◆ AIM OF THE EXERCISE
Starting at the line that contains "a smoother workflow." in the listing below, write out every line word for word until you have written the line that contains "### LINKED ISSUE #3840: Noise".

= Beginning of Section =

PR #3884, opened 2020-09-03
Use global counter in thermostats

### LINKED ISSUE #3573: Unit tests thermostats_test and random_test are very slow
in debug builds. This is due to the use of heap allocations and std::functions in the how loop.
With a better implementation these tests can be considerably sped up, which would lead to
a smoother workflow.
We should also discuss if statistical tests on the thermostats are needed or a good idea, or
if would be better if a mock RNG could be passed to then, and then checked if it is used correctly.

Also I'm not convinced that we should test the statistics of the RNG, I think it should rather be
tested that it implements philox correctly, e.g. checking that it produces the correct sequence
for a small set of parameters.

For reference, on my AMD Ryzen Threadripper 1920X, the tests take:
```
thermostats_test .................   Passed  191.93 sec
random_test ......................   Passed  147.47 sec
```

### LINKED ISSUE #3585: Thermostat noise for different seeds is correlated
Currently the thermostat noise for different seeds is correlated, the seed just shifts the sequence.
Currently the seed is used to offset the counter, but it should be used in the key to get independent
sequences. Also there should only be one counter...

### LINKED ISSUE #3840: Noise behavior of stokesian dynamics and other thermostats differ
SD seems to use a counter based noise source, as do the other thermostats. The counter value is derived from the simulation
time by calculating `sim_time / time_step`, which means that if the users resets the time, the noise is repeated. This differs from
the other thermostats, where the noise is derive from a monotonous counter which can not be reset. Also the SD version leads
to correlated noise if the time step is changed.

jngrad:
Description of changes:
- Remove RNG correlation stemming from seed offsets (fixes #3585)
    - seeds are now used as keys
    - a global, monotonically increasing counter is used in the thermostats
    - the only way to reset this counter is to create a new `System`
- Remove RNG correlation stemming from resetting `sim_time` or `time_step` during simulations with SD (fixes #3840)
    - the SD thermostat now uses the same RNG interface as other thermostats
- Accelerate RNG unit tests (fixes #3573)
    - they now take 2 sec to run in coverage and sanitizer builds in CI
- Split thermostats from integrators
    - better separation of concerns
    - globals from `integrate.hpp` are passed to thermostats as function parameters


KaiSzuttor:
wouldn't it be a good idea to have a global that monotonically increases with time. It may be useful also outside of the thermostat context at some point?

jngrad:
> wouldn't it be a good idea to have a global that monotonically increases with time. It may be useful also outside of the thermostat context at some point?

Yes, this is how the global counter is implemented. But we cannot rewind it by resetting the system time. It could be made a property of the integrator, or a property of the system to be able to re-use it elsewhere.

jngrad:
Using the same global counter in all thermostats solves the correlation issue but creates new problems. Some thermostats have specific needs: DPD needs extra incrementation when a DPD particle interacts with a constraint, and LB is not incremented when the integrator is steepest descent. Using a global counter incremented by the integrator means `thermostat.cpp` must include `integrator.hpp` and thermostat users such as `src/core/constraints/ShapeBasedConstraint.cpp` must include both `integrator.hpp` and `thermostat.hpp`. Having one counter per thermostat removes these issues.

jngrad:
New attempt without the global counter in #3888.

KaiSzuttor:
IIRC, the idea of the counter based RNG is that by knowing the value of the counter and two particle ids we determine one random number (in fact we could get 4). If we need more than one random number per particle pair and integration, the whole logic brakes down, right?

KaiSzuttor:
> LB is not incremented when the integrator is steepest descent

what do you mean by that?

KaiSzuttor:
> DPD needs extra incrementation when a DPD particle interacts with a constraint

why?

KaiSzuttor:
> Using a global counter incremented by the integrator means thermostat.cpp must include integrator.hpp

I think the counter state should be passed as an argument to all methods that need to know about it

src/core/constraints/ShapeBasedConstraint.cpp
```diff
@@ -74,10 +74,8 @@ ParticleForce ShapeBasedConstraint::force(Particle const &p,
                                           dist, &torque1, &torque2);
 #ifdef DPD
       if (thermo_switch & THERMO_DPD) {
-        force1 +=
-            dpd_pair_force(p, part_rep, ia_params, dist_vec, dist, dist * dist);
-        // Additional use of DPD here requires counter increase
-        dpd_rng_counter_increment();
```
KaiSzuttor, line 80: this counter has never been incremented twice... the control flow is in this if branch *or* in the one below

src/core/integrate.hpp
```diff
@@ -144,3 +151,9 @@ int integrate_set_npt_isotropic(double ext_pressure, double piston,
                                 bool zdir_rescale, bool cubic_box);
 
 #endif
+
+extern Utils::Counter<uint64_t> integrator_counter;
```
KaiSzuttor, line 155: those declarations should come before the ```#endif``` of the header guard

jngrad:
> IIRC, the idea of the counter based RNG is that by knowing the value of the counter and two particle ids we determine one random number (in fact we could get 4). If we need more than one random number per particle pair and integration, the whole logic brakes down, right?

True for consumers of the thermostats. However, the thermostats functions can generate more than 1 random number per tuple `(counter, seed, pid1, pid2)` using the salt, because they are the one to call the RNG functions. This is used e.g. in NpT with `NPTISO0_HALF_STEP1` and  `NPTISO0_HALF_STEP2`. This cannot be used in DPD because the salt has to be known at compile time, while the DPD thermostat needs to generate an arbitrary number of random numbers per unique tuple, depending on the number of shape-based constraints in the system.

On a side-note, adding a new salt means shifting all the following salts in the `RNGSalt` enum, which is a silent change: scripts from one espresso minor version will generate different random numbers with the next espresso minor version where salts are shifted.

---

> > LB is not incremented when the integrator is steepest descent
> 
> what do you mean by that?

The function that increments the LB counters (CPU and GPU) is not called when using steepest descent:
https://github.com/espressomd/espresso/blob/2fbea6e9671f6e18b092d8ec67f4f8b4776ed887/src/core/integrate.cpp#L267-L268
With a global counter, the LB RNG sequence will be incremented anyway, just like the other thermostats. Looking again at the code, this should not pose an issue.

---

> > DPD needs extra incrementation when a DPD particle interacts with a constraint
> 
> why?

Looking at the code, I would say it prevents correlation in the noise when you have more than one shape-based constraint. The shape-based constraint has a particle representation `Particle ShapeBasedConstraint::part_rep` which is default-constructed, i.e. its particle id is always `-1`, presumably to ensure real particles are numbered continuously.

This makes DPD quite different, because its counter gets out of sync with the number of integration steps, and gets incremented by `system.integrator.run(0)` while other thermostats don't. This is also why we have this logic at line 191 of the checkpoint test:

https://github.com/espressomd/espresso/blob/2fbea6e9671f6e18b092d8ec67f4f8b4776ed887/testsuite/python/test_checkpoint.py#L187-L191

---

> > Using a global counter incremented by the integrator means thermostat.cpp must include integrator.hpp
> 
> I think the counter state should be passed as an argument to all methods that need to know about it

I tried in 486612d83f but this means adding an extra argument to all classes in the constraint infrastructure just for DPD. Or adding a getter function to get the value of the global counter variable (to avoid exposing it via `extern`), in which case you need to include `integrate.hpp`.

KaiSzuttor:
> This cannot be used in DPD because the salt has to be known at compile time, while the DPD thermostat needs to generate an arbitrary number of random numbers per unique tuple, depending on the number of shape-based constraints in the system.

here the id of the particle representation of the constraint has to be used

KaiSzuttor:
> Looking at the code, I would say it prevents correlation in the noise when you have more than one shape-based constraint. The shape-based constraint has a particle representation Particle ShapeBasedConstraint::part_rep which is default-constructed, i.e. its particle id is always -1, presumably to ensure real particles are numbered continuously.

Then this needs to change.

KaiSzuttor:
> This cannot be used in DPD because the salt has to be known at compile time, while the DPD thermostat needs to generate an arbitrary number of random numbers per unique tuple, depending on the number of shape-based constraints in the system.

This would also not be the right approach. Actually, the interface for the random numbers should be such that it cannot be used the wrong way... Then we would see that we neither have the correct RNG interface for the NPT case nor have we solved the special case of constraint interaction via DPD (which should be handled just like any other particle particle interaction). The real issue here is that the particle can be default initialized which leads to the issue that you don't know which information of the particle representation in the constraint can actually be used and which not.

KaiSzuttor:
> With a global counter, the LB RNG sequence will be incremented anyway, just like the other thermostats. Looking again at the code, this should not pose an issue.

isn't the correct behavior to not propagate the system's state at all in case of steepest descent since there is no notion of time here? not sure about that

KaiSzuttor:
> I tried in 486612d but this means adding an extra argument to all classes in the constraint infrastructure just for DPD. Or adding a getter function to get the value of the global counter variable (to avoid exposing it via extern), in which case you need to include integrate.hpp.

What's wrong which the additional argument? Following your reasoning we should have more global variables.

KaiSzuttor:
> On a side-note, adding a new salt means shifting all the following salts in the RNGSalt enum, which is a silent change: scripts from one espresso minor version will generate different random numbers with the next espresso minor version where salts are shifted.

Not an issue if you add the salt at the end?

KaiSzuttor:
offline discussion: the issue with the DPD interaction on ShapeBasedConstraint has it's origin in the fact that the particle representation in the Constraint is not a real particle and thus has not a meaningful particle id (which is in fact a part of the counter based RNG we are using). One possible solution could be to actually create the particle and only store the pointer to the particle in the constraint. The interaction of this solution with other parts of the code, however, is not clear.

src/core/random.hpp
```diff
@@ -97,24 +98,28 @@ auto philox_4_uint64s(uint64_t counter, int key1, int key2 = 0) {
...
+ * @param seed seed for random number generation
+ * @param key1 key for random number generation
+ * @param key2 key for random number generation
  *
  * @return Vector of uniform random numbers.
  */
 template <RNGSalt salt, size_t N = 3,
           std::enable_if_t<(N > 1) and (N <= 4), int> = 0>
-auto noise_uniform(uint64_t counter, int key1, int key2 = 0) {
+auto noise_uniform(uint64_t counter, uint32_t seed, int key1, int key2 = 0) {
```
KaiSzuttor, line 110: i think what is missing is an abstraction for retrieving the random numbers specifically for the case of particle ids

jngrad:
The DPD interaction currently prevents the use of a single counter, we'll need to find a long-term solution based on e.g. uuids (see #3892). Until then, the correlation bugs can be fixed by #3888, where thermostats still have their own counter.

= End of Section =

◆ RESPONSE TO THIS EXERCISE
a smoother workflow.
We should also discuss if statistical tests on the thermostats are needed or a good idea, or
if would be better if a mock RNG could be passed to then, and then checked if it is used correctly.

Also I'm not convinced that we should test the statistics of the RNG, I think it should rather be
tested that it implements philox correctly, e.g. checking that it produces the correct sequence
for a small set of parameters.

For reference, on my AMD Ryzen Threadripper 1920X, the tests take:
```
thermostats_test .................   Passed  191.93 sec
random_test ......................   Passed  147.47 sec
```

### LINKED ISSUE #3585: Thermostat noise for different seeds is correlated
Currently the thermostat noise for different seeds is correlated, the seed just shifts the sequence.
Currently the seed is used to offset the counter, but it should be used in the key to get independent
sequences. Also there should only be one counter...

### LINKED ISSUE #3840: Noise behavior of stokesian dynamics and other thermostats differ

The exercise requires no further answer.